# Edge Probing Datasets

This directory contains scripts to process the source datasets and generate the JSON data for edge probing tasks. Let `$JIANT_DATA_DIR` be the jiant data directory from the [main README](../../README.md), and make a subdirectory for the edge probing data:

```
mkdir $JIANT_DATA_DIR/edges
```

The resulting JSON has one example per line, with the structure as described in [jiant/probing/README.md](../README.md).

## OntoNotes
Tasks:
- Constituents / POS: `edges-constituent-ontonotes`, `edges-nonterminal-ontonotes`,
  `edges-pos-ontonotes`
- Entities: `edges-ner-ontonotes`
- SRL: `edges-srl-ontonotes`
- Coreference: `edges-coref-ontonotes-conll`

### Getting OntoNotes Data
Follow the instructions at http://cemantix.org/data/ontonotes.html; you should end up with a folder named `conll-formatted-ontonotes-5.0/`.

If you're working on the JSALT cloud project, you can also download this directly from `gs://jsalt-data/ontonotes`.

### Extracting Data
To extract all OntoNotes tasks, run:
```
python extract_ontonotes_all.py --ontonotes /path/to/conll-formatted-ontonotes-5.0 \
  --tasks const coref ner srl \
  --splits train development test conll-2012-test \
  -o $JIANT_DATA_DIR/edges/ontonotes
```
This will write a number of JSON files, one for each split for each task, with names `{task}/{split}.json`.

### Splitting Constituent Data

The constituent data from the script above includes both preterminal (POS tag) and nonterminal (constituent) examples.
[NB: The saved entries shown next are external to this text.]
PR #1485, opened 2022-12-16
fix: support extended schema classes in schema aggregator

tpetry:
- [ ] Added or updated tests
- [ ] Updated CHANGELOG.md

**Changes**

The `SchemaAggregator` inspects all migrations to learn which Eloquent attributes do exist. But the schema and blueprint classes had been hardcoded so any class extending them was not supported. There are some packages extending the Laravel's migration classes and the second they are used larastan was not able to infer the model attributes anymore (e.g. tpetry/laravel-postgresql-enhanced#43). I've changed the implementation slightly to check whether the `Schema` and `Blueprint` class are the original Laravel classes or any class extending them.

### DIFF
--- a/src/Properties/SchemaAggregator.php
+++ b/src/Properties/SchemaAggregator.php
@@ -67,14 +67,14 @@ final class SchemaAggregator
                 && $stmt->expr->var->class instanceof PhpParser\Node\Name
                 && $stmt->expr->var->name instanceof PhpParser\Node\Identifier
                 && ($stmt->expr->var->name->toString() === 'connection' || $stmt->expr->var->name->toString() === 'setConnection')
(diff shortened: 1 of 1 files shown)


canvural:
I fixed it like this and added a test: 3eb62a4

Thank you!

tpetry:
That looks a lot cleaner than my solution!

tpetry:
@canvural The fix is not complete. The `Blueprint` class also needs to have that more generic handling:  [SchemaAggregator.php#L128](https://github.com/nunomaduro/larastan/blob/3eb62a4398130b2684fc78f590b30ef9690c0315/src/Properties/SchemaAggregator.php#L128)

canvural:
Ah I missed that. I'll add later. Thanks.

We can split these into the `edges-nonterminal-ontonotes` and `edges-pos-ontonotes` tasks by running:
```
python jiant/probing/split_constituent_data.py $JIANT_DATA_DIR/edges/ontonotes/const/*.json
```
This will create `pos/*.json` and `nonterminal/*.json` versions of each input file.

## Semantic Proto Roles (SPR)

### SPR1
Tasks: `edges-spr1`

The version of SPR1 distributed on [decomp.io](http://decomp.io/) is difficult to work with directly, because it requires joining with both the Penn Treebank and the PropBank SRL annotations. If you have access to the Penn Treebank ([LDC99T42](https://catalog.ldc.upenn.edu/ldc99t42)), contact Rachel Rudinger or Ian Tenney for a processed copy of the data.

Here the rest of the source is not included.